The following notation is used throughout RLDM:

Symbol	Meaning
$m$	Dimension of the output process $(y_t)$
$n$	Dimension of the noise process $(u_t)$, typically $n=m$
$s$	Dimension of the state process $(a_t)$ (state space models only)
$N$	Sample size, denoted n.obs in code
$\mathbb{E}$	Expectation operator
$\gamma_k$	Autocovariance at lag $k$
$\Sigma$	Noise covariance matrix $\mathbb{E}(u_t u_t')$

Sign Convention

RLDM uses a non-standard sign convention for AR coefficients to maintain consistency with matrix fraction descriptions.

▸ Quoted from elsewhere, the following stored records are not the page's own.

PR #187, opened 2021-08-11
Added check to check chronyd check

devidask27:


pkg/platform/debian/debian.go
```diff
@@ -371,20 +371,37 @@ func (d *Debian) checkPIDofSystemd() (bool, error) {
...
+							return true, nil
+						}
+					} else {
+						zap.S().Debug("Started chronyd service")
+						return true, nil
+					}
+				} else {
+					zap.S().Debug("Started systemd-timesyncd service")
+					return true, nil
+				}
```
anupbarve, line 398: This style of code is not readable nor maintainable. 
Split the logic up in small chunks as we had discussed earlier.
Also, I would make this check optional.

pkg/platform/debian/debian.go
```diff
@@ -371,29 +371,138 @@ func (d *Debian) checkPIDofSystemd() (bool, error) {
...
+		zap.S().Debug("Could not find os version")
+	}
+	return out
+}
+
+func (d *Debian) IsPresent(service string) error {
+	zap.S().Debugf("checking if %s is present", service)
+	var cmd string
+	version := d.getVersion()
+	if strings.Contains(string(version), "16") {
```
anupbarve, line 441: I don't think this is correct way of confirming versions.
You should filter major version first and then compare.
Also move the hardcoded numbers in constants.go.
The comment applies here and all other relevant places.

pkg/platform/debian/debian.go
```diff
@@ -371,29 +371,138 @@ func (d *Debian) checkPIDofSystemd() (bool, error) {
...
+	return err
+}
+
+func (d *Debian) getVersion() string {
+	out, err := d.exec.RunWithStdout("bash", "-c", "cat /etc/*os-release | grep -i pretty_name | cut -d ' ' -f 2")
+	if err != nil {
+		zap.S().Debug("Could not find os version")
+	}
+	return out
+}
```
anupbarve, line 435: Instead of implementing this here, we should add this functionality in a similar way like https://github.com/platform9/pf9ctl/blob/b3de43deeed1b05afa164ca64e44e7e83134293c/pkg/platform/centos/centos.go#L284
Can be taken in another PR, not a blocker for this one.

pkg/platform/debian/debian.go
```diff
@@ -371,29 +371,139 @@ func (d *Debian) checkPIDofSystemd() (bool, error) {
...
+		zap.S().Debugf("%s is started", service)
+		return nil
+	}
+}
+
+func (d *Debian) DownloadAndInstallTimesyncPkg() error {
+	zap.S().Debug("timesync package not found installing timesync package")
+	version := d.getVersion()
+	var err error
+	if strings.Contains(string(version), "20") {
```
anupbarve, line 496: your major version check also needs to be incorporated here. 
Also check for any other such missing places in this PR.

anupbarve (approved):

Standard form (often seen in time series textbooks): $$y_t = a_1 y_{t-1} + a_2 y_{t-2} + \cdots + a_p y_{t-p} + u_t$$

RLDM form (matrix fraction description): $$y_t + a_1 y_{t-1} + a_2 y_{t-2} + \cdots + a_p y_{t-p} = u_t$$

Notice the opposite signs on the AR coefficients. This ensures consistency when working with rational matrix fractions where: $$a_0 y_t + a_1 y_{t-1} + \cdots + a_p y_{t-p} = b_0 u_t + b_1 u_{t-1} + \cdots + b_q u_{t-q}$$

with $a_0 = I_m$ (identity matrix).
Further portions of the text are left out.